WHAT THIS TASK INVOLVES: Copy word for word, and only, the lines below from the one with "This changes the" through the last.

Collected data:
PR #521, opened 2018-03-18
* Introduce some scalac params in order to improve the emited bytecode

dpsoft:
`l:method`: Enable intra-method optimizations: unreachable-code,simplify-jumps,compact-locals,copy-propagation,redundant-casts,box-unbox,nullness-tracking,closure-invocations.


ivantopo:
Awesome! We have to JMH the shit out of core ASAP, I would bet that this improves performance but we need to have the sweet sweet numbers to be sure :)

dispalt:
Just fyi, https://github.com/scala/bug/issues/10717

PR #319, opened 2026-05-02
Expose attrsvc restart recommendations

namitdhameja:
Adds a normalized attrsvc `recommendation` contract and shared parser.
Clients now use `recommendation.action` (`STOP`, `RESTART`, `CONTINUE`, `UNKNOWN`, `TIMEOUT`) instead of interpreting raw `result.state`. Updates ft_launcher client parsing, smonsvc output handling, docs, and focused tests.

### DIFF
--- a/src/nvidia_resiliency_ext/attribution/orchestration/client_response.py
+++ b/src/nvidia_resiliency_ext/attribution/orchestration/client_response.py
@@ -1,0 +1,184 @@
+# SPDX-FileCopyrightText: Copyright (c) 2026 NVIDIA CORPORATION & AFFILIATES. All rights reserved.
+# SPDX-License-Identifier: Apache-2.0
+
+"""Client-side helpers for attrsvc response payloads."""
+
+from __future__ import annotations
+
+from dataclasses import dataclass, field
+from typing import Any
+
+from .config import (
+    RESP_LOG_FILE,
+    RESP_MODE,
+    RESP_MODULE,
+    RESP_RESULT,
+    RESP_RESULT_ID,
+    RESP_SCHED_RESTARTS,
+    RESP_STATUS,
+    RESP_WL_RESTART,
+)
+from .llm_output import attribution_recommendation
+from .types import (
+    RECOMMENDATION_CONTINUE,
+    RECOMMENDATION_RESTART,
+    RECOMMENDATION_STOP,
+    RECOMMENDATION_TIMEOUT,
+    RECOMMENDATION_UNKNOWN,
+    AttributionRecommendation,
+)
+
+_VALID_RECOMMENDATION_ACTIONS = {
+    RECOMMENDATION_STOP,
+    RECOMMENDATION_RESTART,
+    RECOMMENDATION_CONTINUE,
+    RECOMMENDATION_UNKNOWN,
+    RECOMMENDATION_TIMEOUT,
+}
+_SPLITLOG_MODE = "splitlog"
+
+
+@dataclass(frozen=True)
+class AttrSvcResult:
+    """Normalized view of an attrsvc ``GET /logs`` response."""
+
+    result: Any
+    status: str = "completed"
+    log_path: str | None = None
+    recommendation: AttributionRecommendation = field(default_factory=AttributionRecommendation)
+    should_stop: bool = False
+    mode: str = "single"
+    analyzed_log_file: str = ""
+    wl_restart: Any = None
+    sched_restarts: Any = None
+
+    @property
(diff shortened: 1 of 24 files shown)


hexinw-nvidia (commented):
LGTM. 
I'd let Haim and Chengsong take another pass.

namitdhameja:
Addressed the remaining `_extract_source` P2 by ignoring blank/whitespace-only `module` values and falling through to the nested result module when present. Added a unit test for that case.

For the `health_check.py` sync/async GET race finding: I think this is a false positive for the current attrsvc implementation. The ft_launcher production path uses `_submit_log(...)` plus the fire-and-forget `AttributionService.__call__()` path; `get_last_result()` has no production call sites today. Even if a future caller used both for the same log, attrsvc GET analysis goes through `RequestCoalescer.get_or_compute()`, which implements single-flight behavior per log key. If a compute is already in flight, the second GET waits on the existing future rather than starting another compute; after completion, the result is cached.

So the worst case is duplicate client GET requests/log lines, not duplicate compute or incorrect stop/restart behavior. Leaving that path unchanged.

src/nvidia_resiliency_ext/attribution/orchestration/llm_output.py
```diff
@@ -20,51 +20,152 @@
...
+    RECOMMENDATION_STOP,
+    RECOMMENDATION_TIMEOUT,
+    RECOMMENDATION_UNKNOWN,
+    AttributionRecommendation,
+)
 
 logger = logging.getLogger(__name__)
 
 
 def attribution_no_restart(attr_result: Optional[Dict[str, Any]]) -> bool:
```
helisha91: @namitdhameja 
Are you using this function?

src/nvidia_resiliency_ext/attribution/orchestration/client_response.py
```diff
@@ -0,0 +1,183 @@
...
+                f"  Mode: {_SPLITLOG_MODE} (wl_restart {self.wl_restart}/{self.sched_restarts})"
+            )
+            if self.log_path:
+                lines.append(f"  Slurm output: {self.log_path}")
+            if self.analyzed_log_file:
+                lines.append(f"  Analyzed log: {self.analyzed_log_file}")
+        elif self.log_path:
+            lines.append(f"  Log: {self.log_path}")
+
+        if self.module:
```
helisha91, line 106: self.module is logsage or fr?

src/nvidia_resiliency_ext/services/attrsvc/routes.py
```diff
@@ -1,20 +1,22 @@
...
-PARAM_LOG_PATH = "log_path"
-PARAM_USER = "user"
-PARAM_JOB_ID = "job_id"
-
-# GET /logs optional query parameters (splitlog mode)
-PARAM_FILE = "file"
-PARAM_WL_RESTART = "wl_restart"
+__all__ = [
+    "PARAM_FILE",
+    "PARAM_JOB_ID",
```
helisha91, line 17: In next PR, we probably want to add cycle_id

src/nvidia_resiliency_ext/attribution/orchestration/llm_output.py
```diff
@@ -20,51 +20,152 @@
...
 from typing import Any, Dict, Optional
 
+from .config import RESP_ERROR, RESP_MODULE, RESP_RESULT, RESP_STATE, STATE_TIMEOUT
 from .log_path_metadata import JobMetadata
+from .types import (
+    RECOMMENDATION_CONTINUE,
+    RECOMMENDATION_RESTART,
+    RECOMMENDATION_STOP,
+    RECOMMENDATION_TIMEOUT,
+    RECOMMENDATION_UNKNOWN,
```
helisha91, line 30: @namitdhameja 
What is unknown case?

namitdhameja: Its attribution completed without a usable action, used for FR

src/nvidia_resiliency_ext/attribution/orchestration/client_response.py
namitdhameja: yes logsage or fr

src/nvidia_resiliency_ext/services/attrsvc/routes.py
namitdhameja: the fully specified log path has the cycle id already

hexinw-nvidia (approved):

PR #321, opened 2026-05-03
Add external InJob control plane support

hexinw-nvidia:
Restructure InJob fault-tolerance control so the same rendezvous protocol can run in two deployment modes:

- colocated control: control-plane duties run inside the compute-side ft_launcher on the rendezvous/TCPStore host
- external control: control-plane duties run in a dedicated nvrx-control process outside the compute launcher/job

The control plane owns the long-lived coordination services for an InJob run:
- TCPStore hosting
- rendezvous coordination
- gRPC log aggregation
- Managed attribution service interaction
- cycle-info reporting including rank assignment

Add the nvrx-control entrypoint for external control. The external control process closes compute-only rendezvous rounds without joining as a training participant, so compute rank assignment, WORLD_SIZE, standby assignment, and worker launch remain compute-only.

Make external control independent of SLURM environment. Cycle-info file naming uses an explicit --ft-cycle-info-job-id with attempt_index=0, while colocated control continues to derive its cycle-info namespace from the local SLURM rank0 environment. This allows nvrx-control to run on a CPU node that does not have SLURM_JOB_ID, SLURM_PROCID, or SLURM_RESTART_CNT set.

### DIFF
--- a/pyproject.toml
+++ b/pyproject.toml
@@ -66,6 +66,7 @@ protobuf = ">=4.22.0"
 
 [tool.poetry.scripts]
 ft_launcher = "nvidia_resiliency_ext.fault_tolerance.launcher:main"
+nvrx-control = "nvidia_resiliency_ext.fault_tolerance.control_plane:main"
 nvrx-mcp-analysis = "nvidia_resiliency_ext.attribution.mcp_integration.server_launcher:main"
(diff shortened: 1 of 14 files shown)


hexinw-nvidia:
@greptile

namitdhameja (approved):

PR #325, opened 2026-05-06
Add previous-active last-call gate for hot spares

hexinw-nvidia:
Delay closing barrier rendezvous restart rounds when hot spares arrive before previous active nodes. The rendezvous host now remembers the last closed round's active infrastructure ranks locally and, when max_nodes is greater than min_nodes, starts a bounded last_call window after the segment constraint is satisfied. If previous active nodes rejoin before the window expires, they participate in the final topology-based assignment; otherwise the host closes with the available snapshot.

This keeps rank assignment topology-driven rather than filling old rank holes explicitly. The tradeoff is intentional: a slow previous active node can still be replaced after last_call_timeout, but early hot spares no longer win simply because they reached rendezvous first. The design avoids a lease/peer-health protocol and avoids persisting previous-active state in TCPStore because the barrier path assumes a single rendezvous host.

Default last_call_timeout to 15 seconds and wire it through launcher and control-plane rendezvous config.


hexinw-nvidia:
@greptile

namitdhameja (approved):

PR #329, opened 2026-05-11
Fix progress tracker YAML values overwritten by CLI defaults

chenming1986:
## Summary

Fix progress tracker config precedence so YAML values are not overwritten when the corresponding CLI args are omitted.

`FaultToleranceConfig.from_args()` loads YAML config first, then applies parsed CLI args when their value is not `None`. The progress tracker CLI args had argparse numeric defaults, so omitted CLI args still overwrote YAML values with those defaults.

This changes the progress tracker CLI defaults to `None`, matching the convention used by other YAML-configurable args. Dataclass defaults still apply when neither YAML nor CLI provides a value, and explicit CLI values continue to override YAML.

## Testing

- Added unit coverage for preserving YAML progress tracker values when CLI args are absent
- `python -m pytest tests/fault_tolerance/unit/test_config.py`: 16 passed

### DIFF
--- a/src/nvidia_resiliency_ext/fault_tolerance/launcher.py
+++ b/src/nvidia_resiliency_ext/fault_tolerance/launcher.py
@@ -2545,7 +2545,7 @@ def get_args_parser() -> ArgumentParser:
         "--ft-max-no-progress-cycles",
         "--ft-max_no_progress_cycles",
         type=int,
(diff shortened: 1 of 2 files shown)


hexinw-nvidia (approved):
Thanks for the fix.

PROBLEM SOLUTION:
This changes the progress tracker CLI defaults to `None`, matching the convention used by other YAML-configurable args. Dataclass defaults still apply when neither YAML nor CLI provides a value, and explicit CLI values continue to override YAML.

## Testing

- Added unit coverage for preserving YAML progress tracker values when CLI args are absent
- `python -m pytest tests/fault_tolerance/unit/test_config.py`: 16 passed

### DIFF
--- a/src/nvidia_resiliency_ext/fault_tolerance/launcher.py
+++ b/src/nvidia_resiliency_ext/fault_tolerance/launcher.py
@@ -2545,7 +2545,7 @@ def get_args_parser() -> ArgumentParser:
         "--ft-max-no-progress-cycles",
         "--ft-max_no_progress_cycles",
         type=int,
(diff shortened: 1 of 2 files shown)


hexinw-nvidia (approved):
Thanks for the fix.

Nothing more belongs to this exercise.